Analyzing program flow within a many-kernel OpenCL application

  • Authors:
  • Perhaad Mistry;Chris Gregg;Norman Rubin;David Kaeli;Kim Hazelwood

  • Affiliations:
  • Northeastern University, Boston, MA;University of Virginia, Charlottesville, VA;Advanced Micro Devices, Boxborough, MA;Northeastern University, Boston, MA;University of Virginia, Charlottesville, VA

  • Venue:
  • Proceedings of the Fourth Workshop on General Purpose Processing on Graphics Processing Units
  • Year:
  • 2011

Quantified Score

Hi-index 0.00

Visualization

Abstract

Many developers have begun to realize that heterogeneous multi-core and many-core computer systems can provide significant performance opportunities to a range of applications.

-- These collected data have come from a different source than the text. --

PR #4205, opened 2019-03-05
Individual canvas per page starter

davidpmccormick:
☝️

### DIFF
--- a/catalogue/webapp/pages/item.js
+++ b/catalogue/webapp/pages/item.js
@@ -1,29 +1,113 @@
 // @flow
 import { type Context } from 'next';
+import Router from 'next/router';
+import fetch from 'isomorphic-unfetch';
+import { iiifImageTemplate } from '@weco/common/utils/convert-image-uri';
+import { itemUrl } from '@weco/common/services/catalogue/urls';
+
 import PageLayout from '@weco/common/views/components/PageLayout/PageLayout';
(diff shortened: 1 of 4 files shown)


catalogue/webapp/pages/item.js
```diff
@@ -1,29 +1,120 @@
...
-  return { workId };
+  const { workId, sierraId, page } = ctx.query;
+  const pageIndex = page ? parseInt(page, 10) - 1 : 0;
+  const manifest = await (await fetch(
+    `https://wellcomelibrary.org/iiif/${sierraId}/manifest`
+  )).json();
+  const itemsLocationsLocationType =
+    'items.locations.locationType' in ctx.query
+      ? ctx.query['items.locations.locationType'].split(',')
+      : ['iiif-image'];
```
jamesgorrie: We should try get the context stuff in, this might be a good place to test it without breaking anything.

catalogue/webapp/pages/item.js
```diff
@@ -1,29 +1,120 @@
...
+      <Layout12>
+        <h1>{title}</h1>
+
+        <Paginator
+          currentPage={pageIndex + 1}
+          pageSize={1}
+          totalResults={canvases.length}
+          link={itemUrl({
+            workId,
+            query: null,
```
jamesgorrie: Not 100% sure why we're sending some things over and not others?

PR #4207, opened 2019-03-06
make search query logic simpler by making parameters nullable

jamesgorrie:
Hopefully simplified the logic of how we construct and use the query parameters down the way.
`QS` = `QueryString`

This allows us to group filters by Books / Visual.

* If there is no `QS`, filter is set to `null`
* If this is set to `null`, we send a default array to the API dependant on the toggle, but the interface still gets `null`

This means we can still send and read a `QS` like `['k', 'v']` that doesn't get picked up further down the line  as default, and removes it, making it really hard for the interface to respond to the `QS`, i.e. the `SelectableTags`.

### DIFF
--- a/catalogue/webapp/components/SearchForm/SearchForm.js
+++ b/catalogue/webapp/components/SearchForm/SearchForm.js
@@ -13,8 +13,8 @@ import { worksUrl } from '@weco/common/services/catalogue/urls';
 
 type Props = {|
   initialQuery: string,
-  initialWorkType: string[],
-  initialItemsLocationsLocationType: string[],
+  initialWorkType: ?(string[]),
+  initialItemsLocationsLocationType: ?(string[]),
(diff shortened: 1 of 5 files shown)


catalogue/webapp/components/SearchForm/SearchForm.js
```diff
@@ -190,53 +194,47 @@ const SearchForm = ({
...
+                              ? workType.filter(v => !(v === 'a' || v === 'v'))
+                              : [...workType, 'a', 'v']
+                            : ['a', 'v'],
                           itemsLocationsLocationType,
                           page: 1,
                         }),
-                        selected:
-                          workType.indexOf('a') !== -1 &&
-                          workType.indexOf('v') !== -1,
+                        selected: !!(
```
davidpmccormick: would `Boolean` accomplish the same as `!!`?

PR #4208, opened 2019-03-06
Structured image preview

gestchild:
Replaces the two book previews we had for testing, with the new one using structured images in the larger preview area.

Large:
large

Medium:
medium

Small:
small


catalogue/webapp/pages/work.js
```diff
@@ -26,10 +27,12 @@ import WorkDetails from '../components/WorkDetails/WorkDetails';
 import SearchForm from '../components/SearchForm/SearchForm';
 import TogglesContext from '@weco/common/views/components/TogglesContext/TogglesContext';
 import { getWork } from '../services/catalogue/works';
+import IIIFPresentationPreview from '@weco/common/views/components/IIIFPresentationPreview/IIIFPresentationPreview';
+// import IIIFImagePreview from '@weco/common/views/components/IIIFImagePreview/IIIFImagePreview'; // TODO rename WorkMedia?, these are the same thing or delete
```
jamesgorrie: 🚜

common/views/components/IIIFPresentationPreview/IIIFPresentationPreview.js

Typical applications possess multiple components that can be parallelized; developers need to be equipped with proper performance tools to analyze program flow and identify application bottlenecks. In this paper, we analyze and profile the components of the Speeded Up Robust Features (SURF) Computer Vision algorithm written in OpenCL. Our profiling framework is developed using built-in OpenCL API function calls, without the need for an external profiler. We show we can begin to identify performance bottlenecks and performance issues present in individual components on different hardware platforms. We demonstrate that by using run-time profiling using the OpenCL specification, we can provide an application developer with a fine-grained look at performance, and that this information can be used to tailor performance improvements for specific platforms.